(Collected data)
◆ ◆ ◆ ◆ ◆ ◆ ◆

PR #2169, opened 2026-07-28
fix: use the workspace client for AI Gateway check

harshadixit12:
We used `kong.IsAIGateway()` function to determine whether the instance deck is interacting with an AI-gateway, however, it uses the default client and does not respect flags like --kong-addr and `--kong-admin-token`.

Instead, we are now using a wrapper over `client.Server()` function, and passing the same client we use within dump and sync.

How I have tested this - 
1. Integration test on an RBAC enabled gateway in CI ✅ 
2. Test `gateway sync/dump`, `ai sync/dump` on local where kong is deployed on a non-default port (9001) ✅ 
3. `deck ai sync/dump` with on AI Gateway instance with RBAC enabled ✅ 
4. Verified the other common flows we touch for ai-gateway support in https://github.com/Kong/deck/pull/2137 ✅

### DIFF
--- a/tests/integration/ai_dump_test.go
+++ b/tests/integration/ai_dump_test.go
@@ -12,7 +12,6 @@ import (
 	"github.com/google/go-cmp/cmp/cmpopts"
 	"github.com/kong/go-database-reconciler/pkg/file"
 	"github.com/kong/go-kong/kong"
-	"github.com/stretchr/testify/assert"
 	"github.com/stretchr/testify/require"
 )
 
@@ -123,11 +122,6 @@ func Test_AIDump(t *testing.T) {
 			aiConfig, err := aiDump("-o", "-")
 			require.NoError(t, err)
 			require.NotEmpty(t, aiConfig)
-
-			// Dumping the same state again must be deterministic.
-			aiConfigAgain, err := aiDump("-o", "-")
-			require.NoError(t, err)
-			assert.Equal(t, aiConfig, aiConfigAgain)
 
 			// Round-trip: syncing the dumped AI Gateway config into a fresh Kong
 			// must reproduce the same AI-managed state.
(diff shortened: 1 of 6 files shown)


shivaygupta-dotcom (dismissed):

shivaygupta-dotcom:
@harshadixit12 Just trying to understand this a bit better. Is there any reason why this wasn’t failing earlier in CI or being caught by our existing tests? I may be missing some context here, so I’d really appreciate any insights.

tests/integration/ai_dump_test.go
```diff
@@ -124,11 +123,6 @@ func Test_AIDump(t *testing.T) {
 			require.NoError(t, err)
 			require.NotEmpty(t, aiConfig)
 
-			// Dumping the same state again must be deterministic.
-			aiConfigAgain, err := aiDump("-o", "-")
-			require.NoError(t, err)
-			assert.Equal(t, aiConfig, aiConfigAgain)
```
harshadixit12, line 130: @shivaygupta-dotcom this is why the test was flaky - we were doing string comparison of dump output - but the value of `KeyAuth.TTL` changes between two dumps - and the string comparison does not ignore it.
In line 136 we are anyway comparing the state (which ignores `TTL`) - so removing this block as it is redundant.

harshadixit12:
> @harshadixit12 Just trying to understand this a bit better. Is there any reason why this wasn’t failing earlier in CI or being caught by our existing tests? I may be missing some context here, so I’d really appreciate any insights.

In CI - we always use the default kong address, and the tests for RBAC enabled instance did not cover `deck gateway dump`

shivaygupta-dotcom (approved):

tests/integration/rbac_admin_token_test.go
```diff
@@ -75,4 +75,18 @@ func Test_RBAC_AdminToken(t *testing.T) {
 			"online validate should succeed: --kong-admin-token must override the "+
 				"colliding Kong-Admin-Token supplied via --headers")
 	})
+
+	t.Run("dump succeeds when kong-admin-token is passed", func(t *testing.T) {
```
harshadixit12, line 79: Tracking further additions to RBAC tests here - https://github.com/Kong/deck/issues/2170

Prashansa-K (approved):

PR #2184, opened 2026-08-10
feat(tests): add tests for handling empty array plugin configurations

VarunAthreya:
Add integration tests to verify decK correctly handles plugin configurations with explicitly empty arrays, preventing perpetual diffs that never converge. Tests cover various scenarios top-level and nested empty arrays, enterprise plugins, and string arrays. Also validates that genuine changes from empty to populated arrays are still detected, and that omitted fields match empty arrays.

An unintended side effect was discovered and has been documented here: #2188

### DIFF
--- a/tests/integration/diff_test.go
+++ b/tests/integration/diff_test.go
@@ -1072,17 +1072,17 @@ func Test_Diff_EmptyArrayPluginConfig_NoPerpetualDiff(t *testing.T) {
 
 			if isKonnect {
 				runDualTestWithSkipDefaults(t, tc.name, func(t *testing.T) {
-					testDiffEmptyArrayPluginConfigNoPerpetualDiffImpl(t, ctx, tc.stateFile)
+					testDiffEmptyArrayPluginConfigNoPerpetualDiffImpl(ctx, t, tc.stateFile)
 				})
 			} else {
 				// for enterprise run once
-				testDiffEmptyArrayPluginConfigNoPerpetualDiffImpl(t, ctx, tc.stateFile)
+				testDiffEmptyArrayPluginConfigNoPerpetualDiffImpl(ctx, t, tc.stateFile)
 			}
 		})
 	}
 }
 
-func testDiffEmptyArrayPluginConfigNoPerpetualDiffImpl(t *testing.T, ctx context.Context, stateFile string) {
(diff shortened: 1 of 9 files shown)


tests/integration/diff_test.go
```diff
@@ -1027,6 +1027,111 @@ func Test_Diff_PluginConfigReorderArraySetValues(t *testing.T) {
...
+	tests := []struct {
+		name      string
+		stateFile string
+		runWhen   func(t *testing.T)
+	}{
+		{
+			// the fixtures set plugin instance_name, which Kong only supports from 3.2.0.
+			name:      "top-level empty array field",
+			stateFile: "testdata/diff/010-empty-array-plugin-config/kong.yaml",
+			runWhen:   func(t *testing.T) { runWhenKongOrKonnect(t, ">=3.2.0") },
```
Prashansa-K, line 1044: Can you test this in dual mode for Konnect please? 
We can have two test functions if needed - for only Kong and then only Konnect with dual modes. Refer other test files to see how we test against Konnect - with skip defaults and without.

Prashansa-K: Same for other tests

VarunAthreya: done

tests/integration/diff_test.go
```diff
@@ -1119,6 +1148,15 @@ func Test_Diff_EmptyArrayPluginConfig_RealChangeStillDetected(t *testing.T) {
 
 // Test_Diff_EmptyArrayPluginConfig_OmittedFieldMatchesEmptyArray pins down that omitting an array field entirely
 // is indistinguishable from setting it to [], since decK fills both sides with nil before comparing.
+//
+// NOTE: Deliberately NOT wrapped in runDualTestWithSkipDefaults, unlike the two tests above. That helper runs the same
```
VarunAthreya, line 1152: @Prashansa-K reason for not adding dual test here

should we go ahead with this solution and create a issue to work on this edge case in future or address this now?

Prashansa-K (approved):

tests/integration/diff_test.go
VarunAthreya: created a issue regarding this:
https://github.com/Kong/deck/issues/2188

◆ ◆ ◆ ◆ ◆ ◆ ◆

**Exercise description:**
If a line of the data contains "files", copy it out.

**Solution for this exercise:**
(diff shortened: 1 of 6 files shown)
(diff shortened: 1 of 9 files shown)
We can have two test functions if needed - for only Kong and then only Konnect with dual modes. Refer other test files to see how we test against Konnect - with skip defaults and without.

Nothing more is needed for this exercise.